Sunday, December 20, 2020

A CHRISTMAS REFLECTION ON POPE FRANCIS’ ENCYCLICAL, FRATELLI TUTTI

 



     Why bother trying to make sense of a pronouncement from the ‘Vicar of Christ’ when the Church has been shown to be corrupt from the beginning? Tom Doyle points out the corruption of the church in his review of Dylan Elliot’s new book on the pedophile scandal.[i] Still I would contend that it is worthwhile to attempt to understand the point of view of Pope Francis, a world religious leader.  It is obvious that neither Francis nor his followers see the hypocrisy of advocating a change of political structures when the Church ignores the pedophile issue, the catalyst being its own clerical system.  However, the serious life and death situation we are experiencing worldwide demands we look at every point of view without trivializing any opinion, except the trivial.

          Pope Francis uses the parable of the ‘Good Samaritan’ as the keystone of his encyclical, Fratelli Tutti. Dr. Amy–Jill Levine offers some hints for understanding a story teller’s point of view in her book, Short Stories by Jesus.[ii] She asks, “What is Jesus saying in the parable of the Good Samaritan?” (Luke 10, 25-37)  Dr.

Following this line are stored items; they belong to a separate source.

PR #411, opened 2022-02-24
Scale Dask clusters using Scheduler information

Matt711:
As a part of https://github.com/dask/dask-kubernetes/pull/392, the Dask Operator needs to scale workers on Kubernetes whenever we create our DaskWorkerGroup custom resources are modified. This PR is concerned with scaling workers using information from the scheduler (like what workers are idle and can be deleted when scaling down).


Matt711:
1. Start the operator with `kopf run dask_kubernetes/operator/daskcluster.py` 
2. Create the DaskCluster resource with `kubectl apply -f dask_kubernetes/operator/tests/resources/simplecluster.yaml`
3. Create an additional worker group with `kubectl apply -f dask_kubernetes/operator/tests/resources/simpleworkergroup.yaml`
Looking at the cluster:
```
(base) mmurray@dgx15:~/dask-kubernetes$ kubectl get all
NAME                                   READY   STATUS    RESTARTS   AGE
pod/additional-worker-group-worker-1   1/1     Running   0          19s
pod/additional-worker-group-worker-2   1/1     Running   0          19s
pod/default-worker-group-worker-1      1/1     Running   0          63s
pod/default-worker-group-worker-2      1/1     Running   0          63s
pod/default-worker-group-worker-3      1/1     Running   0          63s
pod/simple-cluster-scheduler           1/1     Running   0          64s
```
4. Scale the worker groups with `kubectl scale --replicas=5 daskworkergroup additional-worker-group` and `kubectl scale --replicas=7 daskworkergroup default-worker-group`
Looking at the cluster:
```
(base) mmurray@dgx15:~/dask-kubernetes$ kubectl get all
NAME                                   READY   STATUS    RESTARTS   AGE
pod/additional-worker-group-worker-1   1/1     Running   0          8m
pod/additional-worker-group-worker-2   1/1     Running   0          8m
pod/additional-worker-group-worker-3   1/1     Running   0          97s
pod/additional-worker-group-worker-4   1/1     Running   0          97s
pod/additional-worker-group-worker-5   1/1     Running   0          97s
pod/default-worker-group-worker-1      1/1     Running   0          8m44s
pod/default-worker-group-worker-2      1/1     Running   0          8m44s
pod/default-worker-group-worker-3      1/1     Running   0          8m44s
pod/default-worker-group-worker-4      1/1     Running   0          41s
pod/default-worker-group-worker-5      1/1     Running   0          41s
pod/default-worker-group-worker-6      1/1     Running   0          41s
pod/default-worker-group-worker-7      1/1     Running   0          41s
pod/simple-cluster-scheduler           1/1     Running   0          8m45s

NAME                     TYPE        CLUSTER-IP     EXTERNAL-IP   PORT(S)             AGE
service/kubernetes       ClusterIP   10.96.0.1      <none>        443/TCP             15d
service/simple-cluster   ClusterIP   10.96.116.80   <none>        8786/TCP,8787/TCP   8m45s
```

dask_kubernetes/operator/daskcluster.py
```diff
@@ -237,9 +238,12 @@ async def daskworkergroup_update(spec, name, namespace, logger, **kwargs):
             )
         logger.info(f"Scaled worker group {name} up to {spec['replicas']} workers.")
     if workers_needed < 0:
+        with rpc(f"tcp://{cluster_name}.{namespace}:8786") as scheduler:
+            scheduler_info = scheduler
+        logger.info(f"Scheduler info: {scheduler_info}")
```
Matt711, line 243: Is this the right way to connect to the scheduler with dask rpc? In the logs I get this:
```
[2022-02-24 07:26:24,129] kopf.objects         [INFO    ] [default/default-worker-group] Scheduler info: <rpc to 'tcp://10.244.0.46:8786', 0 comms>
```
We shouldn't expect there to be zero comms, right?

dask_kubernetes/operator/daskcluster.py
```diff
@@ -237,6 +239,9 @@ async def daskworkergroup_update(spec, name, namespace, logger, **kwargs):
             )
         logger.info(f"Scaled worker group {name} up to {spec['replicas']} workers.")
     if workers_needed < 0:
+        # with rpc(f"tcp://{scheduler_name}.{namespace}:8786") as scheduler:
+        #     scheduler_info = scheduler
```
jacobtomlinson, line 243: So this should be fine. The `scheduler` here would be an RPC representation of the scheduler where you can asynchronously invoke any of the [exposed handlers](https://github.com/dask/distributed/blob/a364d426b0565f5cce17bf814a576a8fd84206af/distributed/scheduler.py#L3893-L3973).

```python
from distributed.core import rpc
with rpc("localhost:8786") as scheduler:
    worker_ids = await scheduler.workers_to_close(n=5)
```

The above code tells the scheduler that you want to remove `5` workers. The scheduler would select 5 workers to remove, move any futures they are holding onto different workers and then return a list of the IDs of the workers that are ready for deletion. We can then use that list to select which pods to delete.

jacobtomlinson: In `build_worker_pod_spec` we probaby want to ensure that we set the `--name` flag on each worker with a name that matches the pod name, because this is the ID that the `workers_to_close` method will give us. Should make it easier to delete the right pods that way.

dask_kubernetes/operator/daskcluster.py
jacobtomlinson: That's just because you haven't used the RPC yet so no comms have been opened.

dask_kubernetes/operator/daskcluster.py
```diff
@@ -99,7 +104,11 @@ def build_worker_pod_spec(name, namespace, image, n, scheduler_name):
                 {
                     "name": "scheduler",
                     "image": image,
-                    "args": ["dask-worker", f"tcp://{scheduler_name}.{namespace}:8786"],
+                    "args": [
+                        "dask-worker",
+                        f"tcp://{scheduler_name}.{namespace}:8786",
+                        f"--name={scheduler_name}-{name}-worker-{n}",
```
jacobtomlinson, line 110: The name is already being formatted on line 95. It would be best to assign it to a variable and reuse it in both places to avoid one getting updated and not the other in the future.

dask_kubernetes/operator/daskcluster.py
```diff
@@ -237,9 +245,15 @@ async def daskworkergroup_update(spec, name, namespace, logger, **kwargs):
             )
         logger.info(f"Scaled worker group {name} up to {spec['replicas']} workers.")
     if workers_needed < 0:
-        for i in range(current_workers, desired_workers, -1):
+        nest_asyncio.apply()
```
jacobtomlinson, line 248: I am curious why this needs to be done?

dask_kubernetes/operator/daskcluster.py
```diff
@@ -237,9 +245,15 @@ async def daskworkergroup_update(spec, name, namespace, logger, **kwargs):
...
+        with rpc("localhost:8786") as scheduler:
```
jacobtomlinson, line 249: This should be the scheduler service name, not `localhost`.

jacobtomlinson (commented):
Some general comments.

dask_kubernetes/operator/daskcluster.py
Matt711: The library [`nest-asyncio`](https://github.com/erdewit/nest_asyncio) allows for nested event loops in `asyncio`. I wondered if you another of doing this without it?

dask_kubernetes/operator/daskcluster.py
Matt711: The argument the workers use is `f"tcp://{scheduler_name}.{namespace}:8786"` but that  failed.

Matt711:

Levine contends that the purpose of a parable in the first century was to make the listeners uncomfortable.  Many commentaries and homilies are standard and listeners yawn and forget the story until next time.  It is conventional for Christian homilists to comment that Priests and Levites are insensitive to the beaten man on the road because of their Jewish beliefs.  Is Luke trying to say that the message of the Christian Jews is better?  Luke, writing forty or more years after Jesus’ death, was in a contentious situation with the Pharisees after the destruction of the Jewish Temple by the Romans in C.E.70.  Were the Christian Jews to take a leadership role?

          Samaritans were of Jewish heritage and revered the Torah.  Basic to the Torah is the Jewish commandment, “Love God and your neighbor.”  If the source of the story is Jesus and not Luke, then what does the parable mean?  In Jesus’ time the Samaritans were despised by Judean Jews – they were people of another country.  The lawyer in the story asks:  what does love of neighbor mean, who is my neighbor?  The Samaritan tells us by his action; he followed the law of the Torah as advocated by Jesus.  Jesus is telling a story that illustrates what both Judaism and Christianity believe, a cause for both Jesus’ listeners and contemporary believers to be uncomfortable.

          Pope Francis refers to the Good Samaritan in chapter two of  Fratelli Tutti. Francis goes beyond brotherly love. He expands the meaning of charity to charitable political love.  In chapter five Frances writes, “This political charity is born of social awareness that transcends every individualistic mindset.”

          Philia is brotherly love and charity is agape in Greek.  Agape is selfless love, a term used long before Christianity.  Agape is a human trait we strive to achieve, but international political agape?  That’s an ancient consideration and demand for action, like the Samaritan, to a contemporary world under siege.  Is agape the answer?  It’s been suggested before with limited success.

          Marguerite Porete, a Beguine and a mystic who wrote in French, identified the human quality of agape as divine love and stated in her book, The Mirror of Simple Souls[iii], “Such love is a sure guide and more secure than rational morality.”  Marguerite Porete was burned at the stake for heresy in Paris in 1310; William of Paris, O.P., the chief inquisitor, called her pseudo-mulier, a fake woman.  At that time Clement V reigned from Avignon as Pope.

Francis’ solution seems impossible, but it is Christmas time.  Matthew says it was the birth of Emmanuel, God with us.  Can we see the victims of pedophilia, pedophiles, Presidents and Popes in the image of Christ - the Messiah?  For now, perhaps this is the answer.

 



[i] Elliot, Dylan, The Corrupter of Boys, University of Pennsylvania Press.       

[ii] Levine, Amy-Jill, Short Stories by Jesus, Harper One, New York, 1989.

[iii] Porete, Marguerite, The Mirror of Simple Souls, Paulist Press, New York, 1993.